* What you have to do
Lines holding the word "about" in the material below: count them and write the number alone.

* Task input
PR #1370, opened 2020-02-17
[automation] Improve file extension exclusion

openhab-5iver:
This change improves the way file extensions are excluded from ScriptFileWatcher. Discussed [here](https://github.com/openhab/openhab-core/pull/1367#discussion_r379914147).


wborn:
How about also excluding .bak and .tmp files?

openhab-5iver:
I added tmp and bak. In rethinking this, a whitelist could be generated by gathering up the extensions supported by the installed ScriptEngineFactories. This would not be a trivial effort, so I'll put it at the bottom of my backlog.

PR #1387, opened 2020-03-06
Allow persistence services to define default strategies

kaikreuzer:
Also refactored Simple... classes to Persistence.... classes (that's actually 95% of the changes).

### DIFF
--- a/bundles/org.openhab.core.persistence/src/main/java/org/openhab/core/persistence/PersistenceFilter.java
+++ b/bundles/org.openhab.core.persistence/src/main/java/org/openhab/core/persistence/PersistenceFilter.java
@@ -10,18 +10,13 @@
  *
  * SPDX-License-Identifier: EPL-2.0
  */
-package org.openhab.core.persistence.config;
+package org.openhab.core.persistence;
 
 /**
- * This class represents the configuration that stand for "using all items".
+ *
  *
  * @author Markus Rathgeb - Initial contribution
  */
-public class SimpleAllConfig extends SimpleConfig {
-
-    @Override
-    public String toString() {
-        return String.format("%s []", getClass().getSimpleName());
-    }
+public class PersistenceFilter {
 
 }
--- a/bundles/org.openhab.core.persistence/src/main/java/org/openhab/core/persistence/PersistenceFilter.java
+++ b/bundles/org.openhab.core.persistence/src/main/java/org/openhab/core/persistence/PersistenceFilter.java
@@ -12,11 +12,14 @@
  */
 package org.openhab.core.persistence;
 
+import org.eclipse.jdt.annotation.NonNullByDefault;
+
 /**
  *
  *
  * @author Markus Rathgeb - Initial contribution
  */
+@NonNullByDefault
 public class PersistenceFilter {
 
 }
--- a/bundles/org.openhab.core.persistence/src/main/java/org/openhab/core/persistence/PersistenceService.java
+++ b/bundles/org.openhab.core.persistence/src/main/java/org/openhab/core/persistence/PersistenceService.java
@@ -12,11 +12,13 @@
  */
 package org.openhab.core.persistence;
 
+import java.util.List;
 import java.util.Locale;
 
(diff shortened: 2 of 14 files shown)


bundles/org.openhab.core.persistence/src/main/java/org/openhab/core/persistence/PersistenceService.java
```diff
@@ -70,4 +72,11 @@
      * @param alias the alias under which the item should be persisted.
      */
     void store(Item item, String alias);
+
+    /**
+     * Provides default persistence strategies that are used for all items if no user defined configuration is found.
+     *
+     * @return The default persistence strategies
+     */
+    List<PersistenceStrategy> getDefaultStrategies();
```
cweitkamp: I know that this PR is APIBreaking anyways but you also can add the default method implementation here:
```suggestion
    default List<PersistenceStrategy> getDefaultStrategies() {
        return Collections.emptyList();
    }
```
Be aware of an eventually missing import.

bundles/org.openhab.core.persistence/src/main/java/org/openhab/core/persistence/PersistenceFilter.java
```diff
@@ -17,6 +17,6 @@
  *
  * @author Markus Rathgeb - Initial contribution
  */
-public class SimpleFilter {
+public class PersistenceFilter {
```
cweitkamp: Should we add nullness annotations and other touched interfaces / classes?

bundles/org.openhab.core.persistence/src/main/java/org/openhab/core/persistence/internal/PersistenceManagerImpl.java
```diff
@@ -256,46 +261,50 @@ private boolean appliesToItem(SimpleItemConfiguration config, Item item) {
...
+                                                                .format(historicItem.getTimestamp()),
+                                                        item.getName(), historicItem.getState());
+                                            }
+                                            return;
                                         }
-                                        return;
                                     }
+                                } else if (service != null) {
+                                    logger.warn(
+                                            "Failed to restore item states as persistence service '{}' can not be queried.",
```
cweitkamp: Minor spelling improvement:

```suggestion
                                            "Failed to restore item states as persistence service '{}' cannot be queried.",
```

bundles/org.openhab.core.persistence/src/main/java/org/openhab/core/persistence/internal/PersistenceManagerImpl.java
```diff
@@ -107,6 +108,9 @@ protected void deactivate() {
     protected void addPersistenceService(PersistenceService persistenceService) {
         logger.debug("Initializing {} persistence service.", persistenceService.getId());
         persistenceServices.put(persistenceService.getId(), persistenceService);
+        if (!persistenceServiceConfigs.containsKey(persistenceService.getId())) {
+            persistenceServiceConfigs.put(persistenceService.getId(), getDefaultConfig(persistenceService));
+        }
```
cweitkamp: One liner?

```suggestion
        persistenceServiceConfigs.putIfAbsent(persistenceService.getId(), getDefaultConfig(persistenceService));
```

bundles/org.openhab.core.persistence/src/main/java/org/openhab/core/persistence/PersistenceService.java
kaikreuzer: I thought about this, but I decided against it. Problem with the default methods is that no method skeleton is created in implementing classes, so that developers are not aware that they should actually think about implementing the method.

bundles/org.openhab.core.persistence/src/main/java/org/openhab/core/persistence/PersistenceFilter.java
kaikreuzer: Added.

==

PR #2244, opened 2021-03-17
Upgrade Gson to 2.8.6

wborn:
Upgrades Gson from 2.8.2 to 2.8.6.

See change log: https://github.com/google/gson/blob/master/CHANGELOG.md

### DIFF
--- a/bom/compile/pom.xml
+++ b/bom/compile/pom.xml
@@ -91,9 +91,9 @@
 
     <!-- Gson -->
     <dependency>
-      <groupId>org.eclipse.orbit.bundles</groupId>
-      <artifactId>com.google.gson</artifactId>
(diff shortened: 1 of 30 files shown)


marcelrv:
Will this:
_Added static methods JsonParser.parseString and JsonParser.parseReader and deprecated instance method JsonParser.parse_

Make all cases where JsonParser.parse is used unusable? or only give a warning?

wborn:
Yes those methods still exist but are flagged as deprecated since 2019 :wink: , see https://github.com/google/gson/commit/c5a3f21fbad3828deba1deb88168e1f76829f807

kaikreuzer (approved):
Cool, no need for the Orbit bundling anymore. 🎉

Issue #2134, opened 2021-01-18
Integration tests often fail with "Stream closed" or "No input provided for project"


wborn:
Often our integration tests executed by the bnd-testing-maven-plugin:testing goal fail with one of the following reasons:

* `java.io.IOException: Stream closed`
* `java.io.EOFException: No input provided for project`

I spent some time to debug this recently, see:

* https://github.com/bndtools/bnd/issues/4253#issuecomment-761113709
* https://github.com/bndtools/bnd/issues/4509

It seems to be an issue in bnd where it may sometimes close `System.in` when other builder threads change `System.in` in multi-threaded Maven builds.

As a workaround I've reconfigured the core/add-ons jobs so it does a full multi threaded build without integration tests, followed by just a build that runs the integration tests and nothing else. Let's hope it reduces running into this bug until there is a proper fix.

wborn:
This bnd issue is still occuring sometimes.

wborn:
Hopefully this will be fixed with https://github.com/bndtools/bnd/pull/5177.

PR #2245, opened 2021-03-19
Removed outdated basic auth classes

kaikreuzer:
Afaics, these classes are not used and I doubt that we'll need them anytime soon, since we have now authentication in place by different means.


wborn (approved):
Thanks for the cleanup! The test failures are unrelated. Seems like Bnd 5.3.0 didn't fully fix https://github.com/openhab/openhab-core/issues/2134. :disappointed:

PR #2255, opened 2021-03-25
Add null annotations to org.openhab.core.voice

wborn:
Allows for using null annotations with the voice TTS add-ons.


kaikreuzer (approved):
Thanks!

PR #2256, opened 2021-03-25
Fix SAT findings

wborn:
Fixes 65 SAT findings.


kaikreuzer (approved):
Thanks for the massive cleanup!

---

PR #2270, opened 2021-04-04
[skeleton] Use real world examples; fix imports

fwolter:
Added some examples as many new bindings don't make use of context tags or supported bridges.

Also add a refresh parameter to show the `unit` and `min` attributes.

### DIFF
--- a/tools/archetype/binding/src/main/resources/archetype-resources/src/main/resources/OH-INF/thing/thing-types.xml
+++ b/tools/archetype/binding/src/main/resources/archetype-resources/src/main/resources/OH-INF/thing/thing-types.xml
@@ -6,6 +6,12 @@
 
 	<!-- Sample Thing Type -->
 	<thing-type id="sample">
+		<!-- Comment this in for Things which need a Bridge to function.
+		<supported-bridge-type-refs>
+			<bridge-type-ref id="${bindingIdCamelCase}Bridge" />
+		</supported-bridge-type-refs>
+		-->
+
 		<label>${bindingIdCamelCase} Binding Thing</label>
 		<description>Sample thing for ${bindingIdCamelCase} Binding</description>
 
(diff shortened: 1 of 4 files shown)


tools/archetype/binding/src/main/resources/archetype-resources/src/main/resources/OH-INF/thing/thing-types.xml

* Task output
2